Peer-Reviewed Publication on Cancer Cells

Protein synthesis is a process central to all life on Earth, including mammalian cells. During this process, ribosomes attach to mRNA strands and translate them into proteins using amino acids. Under stress, ribosomes can stall. Ribosome profiling, a technique that creates a snapshot of active ribosomes in a cell by sequencing ribosome-protected mRNA fragments, captures a snapshot of ribosomes along transcripts and can detect such stalling events.

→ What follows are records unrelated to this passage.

PR #1074, opened 2026-08-07
fix: merge custom headers with the ones set by services

### LINKED ISSUE #971: Additional headers for service are not populated

### LINKED ISSUE #1008: Prometheus service type doesn't apply basic_auth credentials
## Description

The Prometheus service type doesn't include the Authorization header when making API requests, even when `basic_auth` is configured. This differs from the Traefik service type which correctly applies `basic_auth`.

## Homer version

v25.11.1

## Configuration

```yaml
- name: "Prometheus"
  type: "Prometheus"
  url: "https://prometheus.example.com"
  basic_auth: "admin:password"

- name: "Traefik Dashboard"
  type: "Traefik"
  url: "https://traefik.example.com"
  basic_auth: "admin:password"
```

## Observed behavior

Network requests show:
- **Traefik**: Sends OPTIONS preflight → GET with Authorization header → ✅ 200 OK
- **Prometheus**: Sends GET without Authorization header → ❌ 401 Unauthorized

## Expected behavior

Both service types should include the Authorization header when `basic_auth` is configured.

## Additional context

- Server correctly returns CORS headers on 401 responses (`Access-Control-Allow-Origin`, `Access-Control-Allow-Credentials: true`)
- This is NOT the CORS preflight issue documented in PR #949 - the problem is that the Authorization header is never sent at all for the Prometheus type
- The Traefik component correctly triggers a CORS preflight by including the Authorization header

tanasegabriel:
## Description

Custom headers set through `proxy.headers` or a service's own `headers` key are silently dropped by any card that sends headers of its own, which is what [#971](https://github.com/bastienwirtz/homer/issues/971) reports for Portainer and Proxmox. 23 of the 53 service cards send headers, across 34 call sites, so this affects a large part of the smart card surface.

The cause is in the `service.js` mixin. `this.fetch()` assigned the configured headers to the request options, then merged the card's `init` over them with `Object.assign`. Because `headers` is a single key, `init.headers` replaced the whole configured set instead of adding to it, so a card sending `X-Api-Key` erased the user's `Authorization` header rather than sending both.

The mixin now merges the three sources in order of specificity:

```js
options.headers = mergeHeaders(
  this.proxy?.headers,
  this.item.headers,
  init?.headers,
);
```

Precedence is `proxy.headers`, then the item `headers`, then the ones the card builds itself, each layer overriding the previous one by name. Two details were needed to make that correct:

**Header names are compared case-insensitively.** HTTP header names are case-insensitive but object keys are not, so merging `{authorization: ...}` from the configuration with `{Authorization: ...}` from a card would keep both keys, and `fetch` would join them into a single `authorization: Basic aaa, Bearer bbb` value that servers reject. Names are lowercased while merging, so one header name always means one header.

**Unset values no longer count as values.** Several cards build their headers unconditionally, for example Portainer with `{"X-Api-Key": this.item.apikey}`. When that config key is absent the value is `undefined` and `fetch` sends the literal string `"undefined"`, overwriting a header the user did set. Undefined and null values are skipped, so the configured header survives.

**Cards that only sometimes send a header are fixed too.** Traefik, TrueNAS Scale and HyperHDR build `let headers = {}` and fill it only when their optional auth key is present. That empty object used to erase the configured headers on every request where the key was unset. Same bug as #971, never reported separately.

**Plex** was the last card still using the native `fetch` for part of its work, so its library requests bypassed the proxy configuration entirely. Its two remaining native calls now go through `this.fetch`, which also gives it `successCodes` support.

### Verification

The repository has no test suite, so the change was checked by diffing the requests the mixin builds before and after, rather than by inspection:

* Every `this.fetch()` call in `src/components/services` was parsed to collect the shape of its `init` argument: 88 call sites in eight distinct shapes, 34 of them carrying the card's own headers.
* Those eight shapes, plus the two "optional config key unset" variants, were run against seven proxy and item configurations, comparing the complete request options with header lists normalised through `new Headers()` so that casing and key order cannot hide a difference. 44 of the 70 combinations are byte identical.
* **For a dashboard that sets neither `proxy.headers` nor item `headers`, which is the default, only one of the ten shapes changes at all**: a card header whose value is `undefined` is no longer sent. Every other call site builds exactly the request it built before.
* The remaining 25 differences are configured headers now reaching cards that used to discard them, which is the fix itself.
* Nothing outside the header path moved. `method`, `cache`, `body`, `credentials` and the `AbortSignal` the Ping card passes are identical in every combination.

`pnpm lint` passes and a production build succeeds.

### Other notes

* Item `headers` used to replace `proxy.headers` entirely. They now layer, so a header set only at the proxy level survives alongside item headers. `docs/customservices.md` documents the new precedence.
* Plex now inherits `proxy.useCredentials`. A dashboard that enables it globally will send credentialed requests to Plex, which answers `Access-Control-Allow-Origin: *` and therefore refuses them. `useCredentials: false` on the item restores the previous behaviour. Plex also now shows a connection error instead of zero counts when the server answers with an error status.
* `docs/development.md` gains a short "Fetching data" section and `AGENTS.md` the matching rules, so a new card does not reintroduce the bug by reading `proxy.headers` itself.
* This does not close [#1008](https://github.com/bastienwirtz/homer/issues/1008). The Prometheus card sends no headers at all and does not read `basic_auth`, which needs its own change. Setting `headers: {Authorization: "Basic <base64>"}` on the item works today.
* No new dependencies and no lockfile change.

Not breaking: a dashboard that sets neither `proxy.headers` nor item `headers` sends exactly the same requests as before.

Closes #971

## Type of change

- [ ] Refactoring

## Checklist:

### DIFF
--- a/AGENTS.md
+++ b/AGENTS.md
@@ -31,6 +31,8 @@ All service components follow this architecture:
 - Extend `Generic.vue` using Vue slots (`<template #indicator>`, `<template #content>`, `<template #icon>`)
 - Use the `service.js` mixin (`src/mixins/service.js`) for common API functionality
 - Use a custom `fetch` method provided by the service mixin to seamlessly support proxy configuration, custom headers, and credentials.
+- Never call the native `fetch` in a service component. `OpenWeather` (third-party public API) and `Rtorrent` (XML-RPC on a separate host) are the only exceptions, and are not examples to follow.
+- Pass the service's own headers (an API key, an `Authorization` header, ...) as the `init.headers` argument of `this.fetch(path, init, json)`. They layer over the user's `proxy.headers` and item `headers` rather than replacing them, so a card must never build its headers from `proxy` or `item.headers` itself. Names are compared case-insensitively, and the card value wins on conflict.
 
 ### Auto-Update Configuration
 
--- a/AGENTS.md
+++ b/AGENTS.md
@@ -31,7 +31,7 @@ All service components follow this architecture:
 - Extend `Generic.vue` using Vue slots (`<template #indicator>`, `<template #content>`, `<template #icon>`)
 - Use the `service.js` mixin (`src/mixins/service.js`) for common API functionality
 - Use a custom `fetch` method provided by the service mixin to seamlessly support proxy configuration, custom headers, and credentials.
-- Never call the native `fetch` in a service component. `OpenWeather` (third-party public API) and `Rtorrent` (XML-RPC on a separate host) are the only exceptions, and are not examples to follow.
+- Never call the native `fetch` in a service component unless you have a specific reason not to. See `OpenWeather` (third-party public API) or `Rtorrent` (XML-RPC on a separate host) for use case where the service fetch is not suitable.
 - Pass the service's own headers (an API key, an `Authorization` header, ...) as the `init.headers` argument of `this.fetch(path, init, json)`. They layer over the user's `proxy.headers` and item `headers` rather than replacing them, so a card must never build its headers from `proxy` or `item.headers` itself. Names are compared case-insensitively, and the card value wins on conflict.
 
 ### Auto-Update Configuration
--- a/docs/development.md
+++ b/docs/development.md
@@ -29,7 +29,7 @@ Any service consuming an API must use the [`service`](https://github.com/bastien
 - **Refresh**: assign the method to re-run to `this.autoUpdateMethod`, the mixin schedules it using `updateIntervalMs`.
 
 > [!NOTE]
-> `OpenWeather` and `Rtorrent` bypass the mixin, respectively for a third-party public API and an XML-RPC host. Don't use them as an example for a new service.
+> Some services like `OpenWeather` and `Rtorrent` bypass the mixin, respectively for a third-party public API and an XML-RPC host. Don't use them as an example for a new service.
 
 ### Skeleton
 
--- a/docs/development.md
+++ b/docs/development.md
@@ -18,6 +18,19 @@ Each one is **optional**, and will display the usual information if omitted.
 
 Each service must implement the `item` [property](https://vuejs.org/v2/guide/components-props.html) and bind it the Generic component if used.
 
+### Fetching data
+
+Any service consuming an API must use the [`service`](https://github.com/bastienwirtz/homer/blob/main/src/mixins/service.js) mixin and its `this.fetch(path, init, json)` helper instead of the native `fetch`. The mixin takes care of everything the user can configure:
+
+- **URL**: `path` is appended to the service endpoint (`item.endpoint`, or `item.url`), so it only needs the part that follows it.
+- **Headers**: pass the service ones (an API key, an `Authorization` header, ...) as `init.headers`. The mixin layers them over the user's `proxy.headers` and item `headers`, so never read those yourself. If both set the same header, the service value wins.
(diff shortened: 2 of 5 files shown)


docs/development.md
```diff
@@ -18,6 +18,19 @@ Each one is **optional**, and will display the usual information if omitted.
...
+Any service consuming an API must use the [`service`](https://github.com/bastienwirtz/homer/blob/main/src/mixins/service.js) mixin and its `this.fetch(path, init, json)` helper instead of the native `fetch`. The mixin takes care of everything the user can configure:
+
+- **URL**: `path` is appended to the service endpoint (`item.endpoint`, or `item.url`), so it only needs the part that follows it.
+- **Headers**: pass the service ones (an API key, an `Authorization` header, ...) as `init.headers`. The mixin layers them over the user's `proxy.headers` and item `headers`, so never read those yourself. If both set the same header, the service value wins.
+- **Credentials**: `proxy.useCredentials` and its per-item override are applied for you.
+- **Response**: returned as parsed JSON, or as text when `json` is `false`.
+- **Refresh**: assign the method to re-run to `this.autoUpdateMethod`, the mixin schedules it using `updateIntervalMs`.
+
+> [!NOTE]
+> `OpenWeather` and `Rtorrent` bypass the mixin, respectively for a third-party public API and an XML-RPC host. Don't use them as an example for a new service.
```
bastienwirtz:
```suggestion
> Some services like `OpenWeather` and `Rtorrent` bypass the mixin, respectively for a third-party public API and an XML-RPC host. Don't use them as an example for a new service.
```
Just in case we others are added.

AGENTS.md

For his project, Mark used a computational approach to research ribosome stalling trends in ribosome profiling and mRNA sequencing data from amino acid-starved pancreatic cancer cells, aiming to explore whether the pattern of ribosome distribution along transcripts under normal conditions can predict the degree of ribosome stalling under stress. He hypothesized that ribosomes would stall more along “elongation-limited” transcripts that have fewer ribosome footprints near the start and stop codons than “initiation-limited” transcripts that have a large fraction of footprints at the start codon. Indeed, Mark found his hypothesis to be true, but observed no relationship between read (a DNA sequence from one fragment a fragment of DNA) density near start and stop codons and disparities between mRNA sequencing reads and ribosome profiling reads. This research identifies an important relationship between read distribution and propensity for ribosomes to stall.